DATASET section start

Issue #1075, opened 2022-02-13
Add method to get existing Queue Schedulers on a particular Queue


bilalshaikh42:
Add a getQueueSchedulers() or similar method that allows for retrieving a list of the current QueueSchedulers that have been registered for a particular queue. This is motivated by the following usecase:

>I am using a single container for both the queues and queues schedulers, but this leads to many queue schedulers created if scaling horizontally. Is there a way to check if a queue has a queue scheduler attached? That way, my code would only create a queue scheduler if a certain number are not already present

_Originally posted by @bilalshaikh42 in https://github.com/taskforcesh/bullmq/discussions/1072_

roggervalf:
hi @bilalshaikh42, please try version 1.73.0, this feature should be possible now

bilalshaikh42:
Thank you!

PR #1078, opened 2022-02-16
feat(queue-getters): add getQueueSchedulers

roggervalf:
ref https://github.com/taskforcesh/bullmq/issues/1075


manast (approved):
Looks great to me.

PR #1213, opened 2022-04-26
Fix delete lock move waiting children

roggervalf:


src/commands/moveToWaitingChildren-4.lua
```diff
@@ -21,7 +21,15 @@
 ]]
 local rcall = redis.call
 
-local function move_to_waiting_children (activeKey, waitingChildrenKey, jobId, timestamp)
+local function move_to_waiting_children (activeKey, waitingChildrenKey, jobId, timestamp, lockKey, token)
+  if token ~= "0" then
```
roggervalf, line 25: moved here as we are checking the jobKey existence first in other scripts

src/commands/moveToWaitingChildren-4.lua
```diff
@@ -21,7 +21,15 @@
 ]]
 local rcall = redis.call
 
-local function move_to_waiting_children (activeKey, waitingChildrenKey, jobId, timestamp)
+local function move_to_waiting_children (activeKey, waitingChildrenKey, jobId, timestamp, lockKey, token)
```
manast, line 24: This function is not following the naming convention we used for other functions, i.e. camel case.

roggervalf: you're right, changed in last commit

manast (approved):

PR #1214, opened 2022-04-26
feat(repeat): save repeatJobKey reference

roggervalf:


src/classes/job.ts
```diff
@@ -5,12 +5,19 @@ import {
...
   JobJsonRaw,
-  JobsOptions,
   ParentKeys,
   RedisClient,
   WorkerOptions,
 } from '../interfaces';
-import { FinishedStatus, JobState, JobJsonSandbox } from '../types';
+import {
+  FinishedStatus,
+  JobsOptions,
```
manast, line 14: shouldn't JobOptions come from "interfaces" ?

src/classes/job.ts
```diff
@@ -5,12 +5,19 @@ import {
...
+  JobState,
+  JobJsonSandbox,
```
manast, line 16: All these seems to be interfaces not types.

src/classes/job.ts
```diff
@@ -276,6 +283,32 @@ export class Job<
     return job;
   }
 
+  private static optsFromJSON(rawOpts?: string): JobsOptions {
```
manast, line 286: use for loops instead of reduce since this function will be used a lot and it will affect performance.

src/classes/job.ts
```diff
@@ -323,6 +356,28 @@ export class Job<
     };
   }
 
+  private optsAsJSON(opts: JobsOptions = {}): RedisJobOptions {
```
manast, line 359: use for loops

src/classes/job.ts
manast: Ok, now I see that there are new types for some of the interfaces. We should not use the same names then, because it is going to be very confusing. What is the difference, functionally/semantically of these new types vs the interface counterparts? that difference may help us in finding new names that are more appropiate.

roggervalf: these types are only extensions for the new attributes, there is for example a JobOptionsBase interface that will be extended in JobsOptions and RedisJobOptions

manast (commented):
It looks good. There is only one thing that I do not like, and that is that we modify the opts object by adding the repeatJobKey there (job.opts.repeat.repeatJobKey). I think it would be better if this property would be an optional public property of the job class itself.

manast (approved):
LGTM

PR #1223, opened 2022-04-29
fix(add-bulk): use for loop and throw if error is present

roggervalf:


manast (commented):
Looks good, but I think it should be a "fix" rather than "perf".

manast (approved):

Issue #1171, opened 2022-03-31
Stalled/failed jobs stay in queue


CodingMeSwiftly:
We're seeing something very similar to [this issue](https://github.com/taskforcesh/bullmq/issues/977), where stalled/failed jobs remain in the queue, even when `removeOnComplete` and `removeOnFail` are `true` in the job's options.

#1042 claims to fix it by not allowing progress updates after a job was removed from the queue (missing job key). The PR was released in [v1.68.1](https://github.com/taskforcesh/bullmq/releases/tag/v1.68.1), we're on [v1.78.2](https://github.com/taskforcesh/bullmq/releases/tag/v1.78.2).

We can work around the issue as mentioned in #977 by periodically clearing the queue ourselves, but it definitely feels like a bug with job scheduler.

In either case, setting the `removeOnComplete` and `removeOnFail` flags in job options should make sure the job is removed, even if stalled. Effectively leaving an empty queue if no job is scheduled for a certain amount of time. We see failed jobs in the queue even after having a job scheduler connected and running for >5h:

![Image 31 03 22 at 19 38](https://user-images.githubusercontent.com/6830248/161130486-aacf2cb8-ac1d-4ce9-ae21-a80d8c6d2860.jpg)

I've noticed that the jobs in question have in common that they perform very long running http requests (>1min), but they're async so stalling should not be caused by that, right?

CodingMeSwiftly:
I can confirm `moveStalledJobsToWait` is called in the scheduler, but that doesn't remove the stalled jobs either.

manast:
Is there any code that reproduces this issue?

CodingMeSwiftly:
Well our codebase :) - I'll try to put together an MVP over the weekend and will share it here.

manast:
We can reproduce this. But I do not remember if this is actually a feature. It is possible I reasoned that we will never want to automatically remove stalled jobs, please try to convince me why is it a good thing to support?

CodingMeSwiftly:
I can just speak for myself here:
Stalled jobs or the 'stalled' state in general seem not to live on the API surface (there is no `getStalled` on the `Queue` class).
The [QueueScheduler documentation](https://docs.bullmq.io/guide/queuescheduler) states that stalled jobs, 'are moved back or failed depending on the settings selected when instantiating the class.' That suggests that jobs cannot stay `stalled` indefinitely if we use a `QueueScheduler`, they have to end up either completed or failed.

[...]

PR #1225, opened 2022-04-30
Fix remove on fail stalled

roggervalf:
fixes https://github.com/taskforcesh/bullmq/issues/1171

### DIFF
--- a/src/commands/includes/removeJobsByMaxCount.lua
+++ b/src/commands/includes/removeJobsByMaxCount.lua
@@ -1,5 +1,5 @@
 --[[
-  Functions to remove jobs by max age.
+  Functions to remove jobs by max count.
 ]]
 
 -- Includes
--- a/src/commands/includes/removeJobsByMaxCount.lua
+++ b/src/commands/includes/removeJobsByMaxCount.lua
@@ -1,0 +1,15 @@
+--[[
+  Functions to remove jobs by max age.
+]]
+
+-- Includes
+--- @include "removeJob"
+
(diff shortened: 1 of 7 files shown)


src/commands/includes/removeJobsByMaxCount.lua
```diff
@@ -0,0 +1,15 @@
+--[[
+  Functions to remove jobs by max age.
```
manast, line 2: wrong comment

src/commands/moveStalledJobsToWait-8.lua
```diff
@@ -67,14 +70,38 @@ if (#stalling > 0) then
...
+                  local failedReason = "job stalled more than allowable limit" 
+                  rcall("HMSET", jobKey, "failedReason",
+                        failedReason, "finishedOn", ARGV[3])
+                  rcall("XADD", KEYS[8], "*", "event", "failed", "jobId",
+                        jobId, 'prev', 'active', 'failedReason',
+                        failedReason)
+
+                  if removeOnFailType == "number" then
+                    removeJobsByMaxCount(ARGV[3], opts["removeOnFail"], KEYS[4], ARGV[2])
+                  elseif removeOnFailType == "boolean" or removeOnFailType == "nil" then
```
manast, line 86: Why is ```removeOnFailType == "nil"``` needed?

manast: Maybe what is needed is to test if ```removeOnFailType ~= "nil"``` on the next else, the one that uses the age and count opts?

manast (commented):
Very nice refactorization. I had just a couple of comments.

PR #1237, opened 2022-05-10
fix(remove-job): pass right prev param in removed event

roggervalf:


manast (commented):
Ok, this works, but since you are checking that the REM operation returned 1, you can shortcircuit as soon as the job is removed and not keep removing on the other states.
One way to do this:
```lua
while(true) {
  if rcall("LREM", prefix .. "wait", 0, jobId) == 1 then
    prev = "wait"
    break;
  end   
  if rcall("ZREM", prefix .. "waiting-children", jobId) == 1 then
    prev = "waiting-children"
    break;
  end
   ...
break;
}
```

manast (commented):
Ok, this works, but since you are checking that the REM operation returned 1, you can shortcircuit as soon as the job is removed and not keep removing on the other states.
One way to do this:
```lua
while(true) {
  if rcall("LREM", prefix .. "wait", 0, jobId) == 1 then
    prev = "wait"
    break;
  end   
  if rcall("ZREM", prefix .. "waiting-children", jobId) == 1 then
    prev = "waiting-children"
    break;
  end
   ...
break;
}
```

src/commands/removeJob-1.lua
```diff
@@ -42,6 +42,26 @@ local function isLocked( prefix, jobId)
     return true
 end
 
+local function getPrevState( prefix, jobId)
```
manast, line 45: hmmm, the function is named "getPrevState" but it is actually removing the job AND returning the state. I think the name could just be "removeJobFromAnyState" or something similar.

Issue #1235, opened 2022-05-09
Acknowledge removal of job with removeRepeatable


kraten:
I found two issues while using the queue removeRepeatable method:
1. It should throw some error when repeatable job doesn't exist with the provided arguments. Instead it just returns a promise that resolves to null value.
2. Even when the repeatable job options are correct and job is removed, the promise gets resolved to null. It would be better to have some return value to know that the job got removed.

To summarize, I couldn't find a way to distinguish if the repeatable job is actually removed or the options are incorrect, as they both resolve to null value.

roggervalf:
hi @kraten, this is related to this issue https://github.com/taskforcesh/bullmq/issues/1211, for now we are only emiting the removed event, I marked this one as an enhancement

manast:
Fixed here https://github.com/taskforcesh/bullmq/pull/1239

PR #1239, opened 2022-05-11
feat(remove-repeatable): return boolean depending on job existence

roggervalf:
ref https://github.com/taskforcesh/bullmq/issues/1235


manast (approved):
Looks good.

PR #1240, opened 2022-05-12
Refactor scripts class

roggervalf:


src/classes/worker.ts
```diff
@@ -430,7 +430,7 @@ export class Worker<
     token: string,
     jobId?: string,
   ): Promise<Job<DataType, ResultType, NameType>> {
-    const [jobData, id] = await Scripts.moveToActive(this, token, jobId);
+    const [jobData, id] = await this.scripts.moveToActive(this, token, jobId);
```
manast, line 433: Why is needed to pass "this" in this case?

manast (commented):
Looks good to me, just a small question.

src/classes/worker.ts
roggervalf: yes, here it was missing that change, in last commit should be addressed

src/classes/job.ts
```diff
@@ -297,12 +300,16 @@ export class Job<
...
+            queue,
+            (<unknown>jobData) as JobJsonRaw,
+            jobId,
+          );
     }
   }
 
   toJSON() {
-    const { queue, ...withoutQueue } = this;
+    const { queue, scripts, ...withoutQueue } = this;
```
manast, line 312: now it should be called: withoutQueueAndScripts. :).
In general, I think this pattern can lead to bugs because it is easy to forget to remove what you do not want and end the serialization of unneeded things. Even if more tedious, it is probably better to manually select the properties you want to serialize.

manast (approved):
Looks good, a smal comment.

DATASET section end

BRIEF.
Please reply with an exact copy of the lines above, starting at the first and ending at the line that holds "PR #1214, opened 2022-04-26".

YOUR SOLUTION.
Issue #1075, opened 2022-02-13
Add method to get existing Queue Schedulers on a particular Queue


bilalshaikh42:
Add a getQueueSchedulers() or similar method that allows for retrieving a list of the current QueueSchedulers that have been registered for a particular queue. This is motivated by the following usecase:

>I am using a single container for both the queues and queues schedulers, but this leads to many queue schedulers created if scaling horizontally. Is there a way to check if a queue has a queue scheduler attached? That way, my code would only create a queue scheduler if a certain number are not already present

_Originally posted by @bilalshaikh42 in https://github.com/taskforcesh/bullmq/discussions/1072_

roggervalf:
hi @bilalshaikh42, please try version 1.73.0, this feature should be possible now

bilalshaikh42:
Thank you!

PR #1078, opened 2022-02-16
feat(queue-getters): add getQueueSchedulers

roggervalf:
ref https://github.com/taskforcesh/bullmq/issues/1075


manast (approved):
Looks great to me.

PR #1213, opened 2022-04-26
Fix delete lock move waiting children

roggervalf:


src/commands/moveToWaitingChildren-4.lua
```diff
@@ -21,7 +21,15 @@
 ]]
 local rcall = redis.call
 
-local function move_to_waiting_children (activeKey, waitingChildrenKey, jobId, timestamp)
+local function move_to_waiting_children (activeKey, waitingChildrenKey, jobId, timestamp, lockKey, token)
+  if token ~= "0" then
```
roggervalf, line 25: moved here as we are checking the jobKey existence first in other scripts

src/commands/moveToWaitingChildren-4.lua
```diff
@@ -21,7 +21,15 @@
 ]]
 local rcall = redis.call
 
-local function move_to_waiting_children (activeKey, waitingChildrenKey, jobId, timestamp)
+local function move_to_waiting_children (activeKey, waitingChildrenKey, jobId, timestamp, lockKey, token)
```
manast, line 24: This function is not following the naming convention we used for other functions, i.e. camel case.

roggervalf: you're right, changed in last commit

manast (approved):

PR #1214, opened 2022-04-26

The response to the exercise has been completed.